ABOUT THIS EXERCISE >>
Nothing in the records may be altered, so transcribe them exactly.

+ + + + +

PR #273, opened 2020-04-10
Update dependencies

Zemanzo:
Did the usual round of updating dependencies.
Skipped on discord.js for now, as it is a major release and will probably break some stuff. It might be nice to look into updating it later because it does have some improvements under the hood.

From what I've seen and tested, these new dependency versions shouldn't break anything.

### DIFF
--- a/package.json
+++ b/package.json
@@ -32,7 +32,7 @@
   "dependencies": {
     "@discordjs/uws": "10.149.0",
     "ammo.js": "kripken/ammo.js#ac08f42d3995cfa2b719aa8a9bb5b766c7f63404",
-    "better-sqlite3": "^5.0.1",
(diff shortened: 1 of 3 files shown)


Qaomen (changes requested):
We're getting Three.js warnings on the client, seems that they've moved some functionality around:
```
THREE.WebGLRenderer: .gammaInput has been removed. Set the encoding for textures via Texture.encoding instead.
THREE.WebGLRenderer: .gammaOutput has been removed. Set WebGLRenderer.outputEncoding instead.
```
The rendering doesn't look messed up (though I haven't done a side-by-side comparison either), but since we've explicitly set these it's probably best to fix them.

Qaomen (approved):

+ + + + +

WRITTEN SOLUTION >>
PR #273, opened 2020-04-10
Update dependencies

Zemanzo:
Did the usual round of updating dependencies.
Skipped on discord.js for now, as it is a major release and will probably break some stuff. It might be nice to look into updating it later because it does have some improvements under the hood.

From what I've seen and tested, these new dependency versions shouldn't break anything.

### DIFF
--- a/package.json
+++ b/package.json
@@ -32,7 +32,7 @@
   "dependencies": {
     "@discordjs/uws": "10.149.0",
     "ammo.js": "kripken/ammo.js#ac08f42d3995cfa2b719aa8a9bb5b766c7f63404",
-    "better-sqlite3": "^5.0.1",
(diff shortened: 1 of 3 files shown)


Qaomen (changes requested):
We're getting Three.js warnings on the client, seems that they've moved some functionality around:
```
THREE.WebGLRenderer: .gammaInput has been removed. Set the encoding for textures via Texture.encoding instead.
THREE.WebGLRenderer: .gammaOutput has been removed. Set WebGLRenderer.outputEncoding instead.
```
The rendering doesn't look messed up (though I haven't done a side-by-side comparison either), but since we've explicitly set these it's probably best to fix them.

Qaomen (approved):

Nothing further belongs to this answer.